Top of DATA SHOWN
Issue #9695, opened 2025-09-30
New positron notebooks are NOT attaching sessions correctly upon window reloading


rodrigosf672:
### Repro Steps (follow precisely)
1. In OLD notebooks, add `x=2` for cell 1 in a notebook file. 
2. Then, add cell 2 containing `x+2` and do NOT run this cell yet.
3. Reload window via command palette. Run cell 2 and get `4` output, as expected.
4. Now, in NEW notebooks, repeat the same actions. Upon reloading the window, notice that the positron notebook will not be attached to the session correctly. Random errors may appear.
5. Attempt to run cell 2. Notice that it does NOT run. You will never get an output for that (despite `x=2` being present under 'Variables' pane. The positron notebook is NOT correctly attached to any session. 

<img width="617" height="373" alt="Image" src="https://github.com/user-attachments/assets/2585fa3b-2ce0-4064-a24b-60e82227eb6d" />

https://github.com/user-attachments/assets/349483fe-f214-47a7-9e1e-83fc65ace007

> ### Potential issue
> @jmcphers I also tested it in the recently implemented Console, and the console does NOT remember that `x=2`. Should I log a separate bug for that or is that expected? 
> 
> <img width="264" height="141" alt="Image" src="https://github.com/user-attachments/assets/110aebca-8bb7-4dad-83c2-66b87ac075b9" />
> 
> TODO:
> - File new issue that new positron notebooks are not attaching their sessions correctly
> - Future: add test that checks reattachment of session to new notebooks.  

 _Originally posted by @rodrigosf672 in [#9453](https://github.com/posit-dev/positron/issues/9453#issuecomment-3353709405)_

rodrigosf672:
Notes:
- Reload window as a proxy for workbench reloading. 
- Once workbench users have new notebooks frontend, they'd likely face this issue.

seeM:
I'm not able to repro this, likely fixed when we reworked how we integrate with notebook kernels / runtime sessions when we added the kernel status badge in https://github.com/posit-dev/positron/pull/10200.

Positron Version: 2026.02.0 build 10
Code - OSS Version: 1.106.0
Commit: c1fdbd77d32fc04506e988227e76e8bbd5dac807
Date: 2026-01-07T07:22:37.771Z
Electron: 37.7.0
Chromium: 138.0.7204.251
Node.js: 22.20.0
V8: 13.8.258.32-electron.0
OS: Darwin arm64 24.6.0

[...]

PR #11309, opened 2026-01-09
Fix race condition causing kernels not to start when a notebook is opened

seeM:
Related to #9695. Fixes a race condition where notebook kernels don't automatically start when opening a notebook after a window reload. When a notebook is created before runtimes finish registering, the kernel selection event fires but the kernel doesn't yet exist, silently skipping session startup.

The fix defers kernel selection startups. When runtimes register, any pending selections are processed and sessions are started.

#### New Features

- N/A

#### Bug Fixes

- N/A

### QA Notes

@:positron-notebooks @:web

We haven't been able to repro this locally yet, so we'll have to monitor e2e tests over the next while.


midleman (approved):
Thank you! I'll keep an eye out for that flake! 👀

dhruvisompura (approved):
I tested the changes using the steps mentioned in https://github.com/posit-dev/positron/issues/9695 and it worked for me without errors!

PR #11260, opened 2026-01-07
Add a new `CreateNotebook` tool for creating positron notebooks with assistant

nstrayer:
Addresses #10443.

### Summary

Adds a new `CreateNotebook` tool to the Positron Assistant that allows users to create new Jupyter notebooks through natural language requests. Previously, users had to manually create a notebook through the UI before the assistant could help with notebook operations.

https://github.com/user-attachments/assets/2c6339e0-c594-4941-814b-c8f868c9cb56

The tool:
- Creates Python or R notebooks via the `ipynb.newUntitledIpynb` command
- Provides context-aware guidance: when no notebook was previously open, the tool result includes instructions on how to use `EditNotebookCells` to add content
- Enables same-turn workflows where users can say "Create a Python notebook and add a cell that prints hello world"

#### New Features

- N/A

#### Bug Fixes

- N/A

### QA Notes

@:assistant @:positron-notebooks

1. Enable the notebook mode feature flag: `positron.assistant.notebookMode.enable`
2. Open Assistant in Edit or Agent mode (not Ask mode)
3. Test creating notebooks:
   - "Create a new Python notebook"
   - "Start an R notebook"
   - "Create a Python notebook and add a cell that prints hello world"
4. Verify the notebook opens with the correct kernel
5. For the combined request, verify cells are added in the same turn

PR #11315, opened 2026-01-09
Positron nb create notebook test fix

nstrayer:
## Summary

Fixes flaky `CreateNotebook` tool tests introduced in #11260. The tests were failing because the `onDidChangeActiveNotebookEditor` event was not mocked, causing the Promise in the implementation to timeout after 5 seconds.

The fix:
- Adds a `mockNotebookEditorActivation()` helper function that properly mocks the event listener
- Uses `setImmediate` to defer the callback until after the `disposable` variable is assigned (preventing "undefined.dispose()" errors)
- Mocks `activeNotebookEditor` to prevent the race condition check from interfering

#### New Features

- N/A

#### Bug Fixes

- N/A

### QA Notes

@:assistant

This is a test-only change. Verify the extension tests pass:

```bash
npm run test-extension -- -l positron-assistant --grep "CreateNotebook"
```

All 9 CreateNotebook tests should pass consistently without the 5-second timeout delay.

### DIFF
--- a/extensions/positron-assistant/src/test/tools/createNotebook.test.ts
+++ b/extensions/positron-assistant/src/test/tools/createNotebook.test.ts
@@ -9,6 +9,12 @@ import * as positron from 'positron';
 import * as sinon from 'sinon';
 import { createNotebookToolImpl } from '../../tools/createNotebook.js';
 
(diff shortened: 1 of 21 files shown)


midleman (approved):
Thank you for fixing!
Bottom of DATA SHOWN
## YOUR TASK
Each line of the data above is to be set down exactly.

## WRITTEN RESPONSE
Issue #9695, opened 2025-09-30
New positron notebooks are NOT attaching sessions correctly upon window reloading


rodrigosf672:
### Repro Steps (follow precisely)
1. In OLD notebooks, add `x=2` for cell 1 in a notebook file. 
2. Then, add cell 2 containing `x+2` and do NOT run this cell yet.
3. Reload window via command palette. Run cell 2 and get `4` output, as expected.
4. Now, in NEW notebooks, repeat the same actions. Upon reloading the window, notice that the positron notebook will not be attached to the session correctly. Random errors may appear.
5. Attempt to run cell 2. Notice that it does NOT run. You will never get an output for that (despite `x=2` being present under 'Variables' pane. The positron notebook is NOT correctly attached to any session. 

<img width="617" height="373" alt="Image" src="https://github.com/user-attachments/assets/2585fa3b-2ce0-4064-a24b-60e82227eb6d" />

https://github.com/user-attachments/assets/349483fe-f214-47a7-9e1e-83fc65ace007

> ### Potential issue
> @jmcphers I also tested it in the recently implemented Console, and the console does NOT remember that `x=2`. Should I log a separate bug for that or is that expected? 
> 
> <img width="264" height="141" alt="Image" src="https://github.com/user-attachments/assets/110aebca-8bb7-4dad-83c2-66b87ac075b9" />
> 
> TODO:
> - File new issue that new positron notebooks are not attaching their sessions correctly
> - Future: add test that checks reattachment of session to new notebooks.  

 _Originally posted by @rodrigosf672 in [#9453](https://github.com/posit-dev/positron/issues/9453#issuecomment-3353709405)_

rodrigosf672:
Notes:
- Reload window as a proxy for workbench reloading. 
- Once workbench users have new notebooks frontend, they'd likely face this issue.

seeM:
I'm not able to repro this, likely fixed when we reworked how we integrate with notebook kernels / runtime sessions when we added the kernel status badge in https://github.com/posit-dev/positron/pull/10200.

Positron Version: 2026.02.0 build 10
Code - OSS Version: 1.106.0
Commit: c1fdbd77d32fc04506e988227e76e8bbd5dac807
Date: 2026-01-07T07:22:37.771Z
Electron: 37.7.0
Chromium: 138.0.7204.251
Node.js: 22.20.0
V8: 13.8.258.32-electron.0
OS: Darwin arm64 24.6.0

[...]

PR #11309, opened 2026-01-09
Fix race condition causing kernels not to start when a notebook is opened

seeM:
Related to #9695. Fixes a race condition where notebook kernels don't automatically start when opening a notebook after a window reload. When a notebook is created before runtimes finish registering, the kernel selection event fires but the kernel doesn't yet exist, silently skipping session startup.

The fix defers kernel selection startups. When runtimes register, any pending selections are processed and sessions are started.

#### New Features

- N/A

#### Bug Fixes

- N/A

### QA Notes

@:positron-notebooks @:web

We haven't been able to repro this locally yet, so we'll have to monitor e2e tests over the next while.


midleman (approved):
Thank you! I'll keep an eye out for that flake! 👀

dhruvisompura (approved):
I tested the changes using the steps mentioned in https://github.com/posit-dev/positron/issues/9695 and it worked for me without errors!

PR #11260, opened 2026-01-07
Add a new `CreateNotebook` tool for creating positron notebooks with assistant

nstrayer:
Addresses #10443.

### Summary

Adds a new `CreateNotebook` tool to the Positron Assistant that allows users to create new Jupyter notebooks through natural language requests. Previously, users had to manually create a notebook through the UI before the assistant could help with notebook operations.

https://github.com/user-attachments/assets/2c6339e0-c594-4941-814b-c8f868c9cb56

The tool:
- Creates Python or R notebooks via the `ipynb.newUntitledIpynb` command
- Provides context-aware guidance: when no notebook was previously open, the tool result includes instructions on how to use `EditNotebookCells` to add content
- Enables same-turn workflows where users can say "Create a Python notebook and add a cell that prints hello world"

#### New Features

- N/A

#### Bug Fixes

- N/A

### QA Notes

@:assistant @:positron-notebooks

1. Enable the notebook mode feature flag: `positron.assistant.notebookMode.enable`
2. Open Assistant in Edit or Agent mode (not Ask mode)
3. Test creating notebooks:
   - "Create a new Python notebook"
   - "Start an R notebook"
   - "Create a Python notebook and add a cell that prints hello world"
4. Verify the notebook opens with the correct kernel
5. For the combined request, verify cells are added in the same turn

PR #11315, opened 2026-01-09
Positron nb create notebook test fix

nstrayer:
## Summary

Fixes flaky `CreateNotebook` tool tests introduced in #11260. The tests were failing because the `onDidChangeActiveNotebookEditor` event was not mocked, causing the Promise in the implementation to timeout after 5 seconds.

The fix:
- Adds a `mockNotebookEditorActivation()` helper function that properly mocks the event listener
- Uses `setImmediate` to defer the callback until after the `disposable` variable is assigned (preventing "undefined.dispose()" errors)
- Mocks `activeNotebookEditor` to prevent the race condition check from interfering

#### New Features

- N/A

#### Bug Fixes

- N/A

### QA Notes

@:assistant

This is a test-only change. Verify the extension tests pass:

```bash
npm run test-extension -- -l positron-assistant --grep "CreateNotebook"
```

All 9 CreateNotebook tests should pass consistently without the 5-second timeout delay.

### DIFF
--- a/extensions/positron-assistant/src/test/tools/createNotebook.test.ts
+++ b/extensions/positron-assistant/src/test/tools/createNotebook.test.ts
@@ -9,6 +9,12 @@ import * as positron from 'positron';
 import * as sinon from 'sinon';
 import { createNotebookToolImpl } from '../../tools/createNotebook.js';
 
(diff shortened: 1 of 21 files shown)


midleman (approved):
Thank you for fixing!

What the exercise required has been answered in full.